▶ **What you should do**
Output only the lines below that start at the line containing "page name (UTF-8)" and end at the line containing "layer id) runs", with both ends kept.

[Recorded data]
┄┄┄┄┄┄┄┄┄┄

PR #190, opened 2026-08-18
feat(python): parse VFF scenes (pages) and linear dimensions

tuxiasumari:
Hi Ahsan — giving back some of what IngeTrazo's fork has been running in production since July: the two VFF entity families the Python reader doesn't surface yet.

## Scenes (pages)

The `0702` record nests `6D60 › 6D61 ›` one `7148` per page:

- `6F54 › 6F55` — page name (UTF-8)
- `714A › 34BC` — camera: `34BD`/`34BE`/`34BF` eye/target/up (3×f64, inches), `34C4` field of view, `34C2` u8 **perspective flag** (`00` = parallel projection), `34C3` f64 visible height when parallel
- `7150` — hidden layers as (u8 length, var-int layer id) runs

The projection flag and ortho height were calibrated against the scene thumbnails SketchUp embeds inside the `.skp` itself — parallel plans/elevations carry `00` and their `34C3` matches the thumbnail framing exactly, while perspective scenes carry `01` with a stale `34C3`.

Surfaces as `SkpModel.pages` (new `Page` dataclass); hidden layer ids resolve to layer names via the existing `layer_id_to_name` map.

## Linear dimensions

The `5BCC` record: `5BCD`/`5BCE` are the two connection points — type 1 is an explicit world-space point in `520A`; **type 2 is connected to geometry**: `520B › 53FC` names the vertex by persistent id (`53FD`) and the instance holding it (`53FE`, length-prefixed), so the definition-local vertex position is lifted to world by that instance's transform. `5BCF`/`5BD0` give the dimension plane, `5BD2` the offset. An unresolvable connection drops the whole dimension (fail-safe).

Two new per-record scans (`_scan_vertex_positions`, `_scan_instance_transforms`) accumulate the persistent-id maps the resolution needs — same streaming discipline as the rest of `full_parse`, nothing retained beyond two flat dicts.

Surfaces as `SkpModel.dimensions` with world-space endpoints in inches. The existing per-definition, text-only `Dimension` fields are untouched, so the legacy reader's output is unchanged (its dimensions simply have `a is None`).

## Validation

- Your own `tests/fixtures/Untitled.skp` turns out to carry **13 linear dimensions** — now parsed with full geometry, and the new tests pin them.
- On a 607 MB production survey file (7 scenes, mixed parallel/perspective, 5 hidden layers each), output is **identical** to the fork implementation IngeTrazo has been shipping, with no measurable parse-time cost (23.7 s vs 25.2 s on the same machine).
- Full suite: **309 passed, 29 skipped** (the optional-deps skips).

Classic (pre-2021) files import with `pages=[]` — I don't have a repro file with legacy scenes yet; the CPage walker can follow when one shows up.

### DIFF
--- a/packages/python/src/openskp/_core.py
+++ b/packages/python/src/openskp/_core.py
@@ -273,6 +273,279 @@ def find_child_tag(nodes, target):
             return res
     return None
 
+
+def _tlv_items(buf):
+    """Parse ``buf`` as a flat run of (u16 tag, u32 len, payload) records
+    covering the whole buffer, or ``None`` when it doesn't fit — the page
+    (scene) container nests plain TLV runs inside leaf payloads."""
+    items = []
+    off = 0
+    n = len(buf)
+    while off < n:
+        if off + 6 > n:
+            return None
+        tag = struct.unpack_from('<H', buf, off)[0]
+        ln = struct.unpack_from('<I', buf, off + 2)[0]
+        if tag == 0 or off + 6 + ln > n:
+            return None
+        items.append((tag, buf[off + 6:off + 6 + ln]))
+        off += 6 + ln
+    return items
+
+
+def _tlv_find(items, tag):
+    """First payload with ``tag`` in a ``_tlv_items`` list, or ``None``."""
+    for t, p in items or ():
+        if t == tag:
+            return p
+    return None
+
+
+def _scan_vertex_positions(top, id2pos):
+    """Accumulate every vertex's persistent id (hex) → ``(x, y, z)`` inches.
+
+    A vertex is a ``C409`` record: ``DC05`` holds its persistent id (the
+    ``DE05`` var-int payload), ``C509`` its 3×f64 position. Dimension
+    connection points reference geometry by this id (see
+    :func:`_parse_dimensions`). Ids are unique file-wide, so a single flat map
+    resolves a reference to the exact vertex regardless of which context holds
+    it — model-root dimensions reference model-root vertices (world space).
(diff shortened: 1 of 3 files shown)


iamahsanmehmood (approved):
Reviewed the actual byte-format logic, not just the description — this is solid:

- Both new families (pages/scenes via `0702`, linear dimensions via `5BCC`) are scoped correctly into the existing per-top-level-record streaming loop (`_scan_vertex_positions`/`_scan_instance_transforms`/`_find_page_node` all run inside the same `iter_top_level_lazy` loop `collect_defs` already uses) — keeps this project's core memory-bounded streaming architecture intact, doesn't reintroduce whole-file materialization.
- The dimension → instance-transform resolution (definition-local vertex lifted to world via the owning instance's composed matrix) is correct and has a sensible fail-safe (drops the dimension rather than guessing on an unresolvable reference) — verified with a synthetic test that checks both the success and drop paths.
- `Dimension`/`SkpModel` changes are purely additive with defaults — the existing legacy per-definition `Definition.dimensions` path is untouched, confirmed by reading both code paths.

Independently verified beyond CI: checked out the branch into a worktree, ran the new test file plus the full suite locally (338 passed), and ran `ruff check` — all clean. Manually inspected the resolved dimensions from `tests/fixtures/Untitled.skp` — 13 real dimensions with sane, non-degenerate coordinates and offsets, `model.pages` correctly empty for a file with no scenes.

Great addition — genuinely new capability (not just closing a parity gap), well-documented ground-truth calibration notes, validated against a real 607MB production file. Approving.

┄┄┄┄┄┄┄┄┄┄

▶ **Written reply**
- `6F54 › 6F55` — page name (UTF-8)
- `714A › 34BC` — camera: `34BD`/`34BE`/`34BF` eye/target/up (3×f64, inches), `34C4` field of view, `34C2` u8 **perspective flag** (`00` = parallel projection), `34C3` f64 visible height when parallel
- `7150` — hidden layers as (u8 length, var-int layer id) runs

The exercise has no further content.